What this task involves - The answer should consist of each line below that contains the word "paths".

Dataset entries:
▬▬▬▬▬▬▬▬▬▬

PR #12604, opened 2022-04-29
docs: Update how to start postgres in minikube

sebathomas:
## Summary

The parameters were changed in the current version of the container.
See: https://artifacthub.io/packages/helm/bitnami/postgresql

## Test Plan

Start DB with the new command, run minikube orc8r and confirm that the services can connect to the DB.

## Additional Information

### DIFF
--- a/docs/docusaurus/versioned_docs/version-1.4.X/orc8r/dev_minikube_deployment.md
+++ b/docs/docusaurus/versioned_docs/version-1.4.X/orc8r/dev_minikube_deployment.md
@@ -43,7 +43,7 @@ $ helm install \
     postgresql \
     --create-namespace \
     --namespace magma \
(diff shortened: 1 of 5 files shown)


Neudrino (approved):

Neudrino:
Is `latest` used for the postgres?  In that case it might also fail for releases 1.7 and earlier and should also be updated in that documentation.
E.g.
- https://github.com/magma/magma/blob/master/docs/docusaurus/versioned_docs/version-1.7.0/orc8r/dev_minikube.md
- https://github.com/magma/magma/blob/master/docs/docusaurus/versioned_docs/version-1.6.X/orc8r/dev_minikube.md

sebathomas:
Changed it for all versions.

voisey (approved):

▬▬▬▬▬▬▬▬▬▬

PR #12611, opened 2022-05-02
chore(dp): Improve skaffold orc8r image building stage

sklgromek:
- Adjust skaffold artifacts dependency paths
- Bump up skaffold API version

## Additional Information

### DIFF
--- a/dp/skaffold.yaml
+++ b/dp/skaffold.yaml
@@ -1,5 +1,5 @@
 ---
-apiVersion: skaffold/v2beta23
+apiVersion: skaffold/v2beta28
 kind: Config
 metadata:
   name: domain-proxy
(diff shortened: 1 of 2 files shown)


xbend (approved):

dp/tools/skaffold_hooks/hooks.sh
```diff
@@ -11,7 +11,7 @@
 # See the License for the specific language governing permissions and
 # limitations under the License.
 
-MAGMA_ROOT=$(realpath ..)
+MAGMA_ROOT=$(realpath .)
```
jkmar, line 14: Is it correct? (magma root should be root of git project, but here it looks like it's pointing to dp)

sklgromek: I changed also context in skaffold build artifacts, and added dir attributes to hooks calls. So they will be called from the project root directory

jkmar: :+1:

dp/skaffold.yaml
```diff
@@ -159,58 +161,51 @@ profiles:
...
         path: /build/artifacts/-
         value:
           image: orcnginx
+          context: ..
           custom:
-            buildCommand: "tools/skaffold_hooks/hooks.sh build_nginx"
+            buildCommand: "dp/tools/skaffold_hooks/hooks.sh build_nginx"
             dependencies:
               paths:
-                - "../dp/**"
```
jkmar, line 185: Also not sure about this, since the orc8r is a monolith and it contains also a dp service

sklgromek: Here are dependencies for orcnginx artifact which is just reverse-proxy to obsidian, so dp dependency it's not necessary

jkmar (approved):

▬▬▬▬▬▬▬▬▬▬

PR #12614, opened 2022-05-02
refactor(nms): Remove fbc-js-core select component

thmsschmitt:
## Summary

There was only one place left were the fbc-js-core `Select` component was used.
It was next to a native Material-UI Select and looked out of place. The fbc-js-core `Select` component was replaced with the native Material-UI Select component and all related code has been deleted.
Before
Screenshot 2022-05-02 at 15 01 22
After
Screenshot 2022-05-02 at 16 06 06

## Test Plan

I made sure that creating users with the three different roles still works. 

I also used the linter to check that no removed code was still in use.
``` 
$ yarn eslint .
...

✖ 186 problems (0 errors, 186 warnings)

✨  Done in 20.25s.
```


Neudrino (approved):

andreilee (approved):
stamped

▬▬▬▬▬▬▬▬▬▬

Reply -
- Adjust skaffold artifacts dependency paths
               paths:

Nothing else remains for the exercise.